# albino scrub python



## byron_moses (Jul 14, 2011)

hey guys has anyone seen the albino scrub python for sale on rdu? 

sounds interesting


----------



## Em1986 (Jul 14, 2011)

OMG, i saw it earlier and told/asked a friendy about it. 
The address checks out but i was wondering how many people have actually contacted this guy or gone to his house and i wonder what has happened (not the actual person, no snakes at that address, mugged upon him opening his door etc).
It is very scammy sounding and it makes me wonder if the GTP photo is stollen or if it is all a joke and this guy is actually selling them.


----------



## richoman_3 (Jul 14, 2011)

i recon the address isnt his, maybe someone he wants to get revenge on?


----------



## Smithers (Jul 14, 2011)

lol love the extra seller info,...


----------



## SCam (Jul 14, 2011)

Quote: 


|- 
Extra seller info: | 
| I live at 89/20 johnston st carina and i like to not pay for reptiles i buy please beware i may rip you off. LMFAO
|-
Cmon guys for 3G?
They'll be worth way more than that when they're available..


----------



## spencers (Jul 14, 2011)

if you call the number it go's to a guy that parks have been after for ages for stealing reptiles so someone has got his details and trying to get him back there is only one albino scrubby and it is a female


----------



## jinjajoe (Jul 14, 2011)

spencers said:


> if you call the number it go's to a guy that parks have been after for ages for stealing reptiles so someone has got his details and trying to get him back there is only one albino scrubby and it is a female



there is 2 both with the same person !!!


----------



## -Katana- (Jul 14, 2011)

Sounds like someone with a huge axe to grind.


----------



## pythrulz (Jul 14, 2011)

Very few scrub python breeders so the likelyhood of an albino is about 0


----------



## Em1986 (Jul 14, 2011)

spencers said:


> if you call the number it go's to a guy that parks have been after for ages for stealing reptiles so someone has got his details and trying to get him back there is only one albino scrubby and it is a female



Well then why doesn't someone call up and dob him in? 
This is a serious matter and if he is the person they have been looking for for ages then why not dob him in and save other people from what he does?


----------



## snakeluvver (Jul 14, 2011)

pythrulz said:


> Very few scrub python breeders so the likelyhood of an albino is about 0


Well I know a while ago there was a big thread where it was revealed someone actually owns an albino scrubby, but theres no way its this guy.


----------



## Scleropages (Jul 14, 2011)

jinjajoe said:


> there is 2 both with the same person !!!

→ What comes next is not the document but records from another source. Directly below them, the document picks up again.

PR #6040, opened 2022-03-25
bug 1755528: fix flag/boolean fields that are shorts

willkg:
There are 5 flag/boolean fields that are being indexed as shorts:

* contains_memory_report
* dom_fission_enabled
* dom_ipc_enabled
* gmp_plugin
* graphics_startup_test

I tested out whether search would work across indexes where these fields were shorts in one index and booleans in another and that doesn't work. It doesn't kick up errors, but it doesn't match values correctly.

We're going to need to migrate from one type to another. This starts accumulating the data in temporary fields. In August 2022, we can delete the old fields and switch to the new fields permanently.

This also fixes `socorro-cmd es delete` which didn't work right.

### DIFF
--- a/socorro/external/es/super_search_fields.py
+++ b/socorro/external/es/super_search_fields.py
@@ -194,32 +194,32 @@ def build_mapping(doctype, fields=None):
     return mapping
 
 
-def is_doc_values_friendly(field_value):
-    """Predicate denoting whether this field should have doc_values added
+def is_doc_values_friendly(storage_value):
+    """Predicate denoting whether this storage should have doc_values added
 
-    ``doc_values=True`` is a thing we can add to certain fields to reduce the
+    ``doc_values=True`` is a thing we can add to certain storages to reduce the
     memory they use in Elasticsearch.
 
     This predicate determines whether we should add it or not for a given
-    field.
+    storage.
 
-    :arg field_value: a field value from super search fields
+    :arg storage_value: a storage value from super search storages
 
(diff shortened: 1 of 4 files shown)


socorro/external/es/super_search_fields.py
```diff
@@ -194,32 +194,32 @@ def build_mapping(doctype, fields=None):
...
+    storage_type = storage_value.get("type")
 
     # No clue what type this is--probably false
-    if not field_type:
+    if not storage_type:
         return False
 
-    # object, and multi_fields fields don't work with doc_values=True
-    if field_type in ("object", "multi_field"):
+    # object, and multi_storages storages don't work with doc_values=True
```
willkg, line 217: oops--this needs to be undone.

socorro/external/es/super_search_fields.py
```diff
@@ -1448,6 +1449,31 @@ def number_field(
         "query_type": "flag",
         "storage_mapping": {"type": "short"},
     },
+    # NOTE(willkg): This populates the new location in processed_crash with data with
+    # the right type. In 8/2022, we can:
+    #
+    # 1. remove contains_memory_report (deprecated)
+    # 2. rename this one to contains_memory_report
+    # 3. change is_exposed and is_returned to True
+    # 4. change the namespace and in_database_name and remove source/destination keys
```
willkg, line 1458: Hopefully future me remembers this and undoes it. I'll probably write up a bug for it.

The same person with the female one???? ( not that I expect you to reply on a public forum)

And come on people , when you read the add you can tell its someone out to get the guy!!!!!


----------



## longqi (Jul 14, 2011)

In Germany or Denmark there is supposedly a large albino female that just hatched 5 albinos in her last eggs
Fair bit of quiet discussion going on about it now


----------



## Snakeluvver2 (Jul 14, 2011)

Meh albinos. So many other better colours other than white.


----------



## longqi (Jul 14, 2011)

^^^^^
Thats the thing
Albinos mixed with the others get fantastic colour schemes
Most albino snakes are not true albinos
only a very very few are pure white with red eyes


----------



## Scleropages (Jul 15, 2011)

D3pro said:


> Fluro purple or I'm not impressed.
> 
> .
> 
> ...



hahah there is no room for Logic on a forum!!!!


----------



## ssssmithy (Jul 15, 2011)

god there are some fools around hahaha you got that right scleropages my blue friend  anyone with half a brain would see that ad was a joke. and even when the albs are being produced for sale theres no way the breeder/s will advertise them,mates always get looked after first lol


----------



## WomaPythons (Jul 15, 2011)

i wanna become mates with this bloke then


----------



## Octane (Jul 15, 2011)

I saw the add looked at the price then immediately thought scam. Then I read the add and as said before it looks like someone has a large axe to grind. 

Too all those that believe a publicly advertised albino scrubbie will go for $3000 'ya dreamin'.

Oh and look at the add a few above for green tree pythons along the same vexatious lines.

Did well got the attention that the author was seeking.

Cheers
Octane


----------



## Cold-B-Hearts (Mar 14, 2012)

any updates haha 
stumbeled across this but no way in the world there would be a albino scubby for 3k


----------



## dragonboy69 (Mar 14, 2012)

What date was the add placed.


----------



## JUNGLE-JAK (Mar 14, 2012)

in S&T they have a couple of het for albino olives, love one of them

can we have the link to that thread, cant find it


----------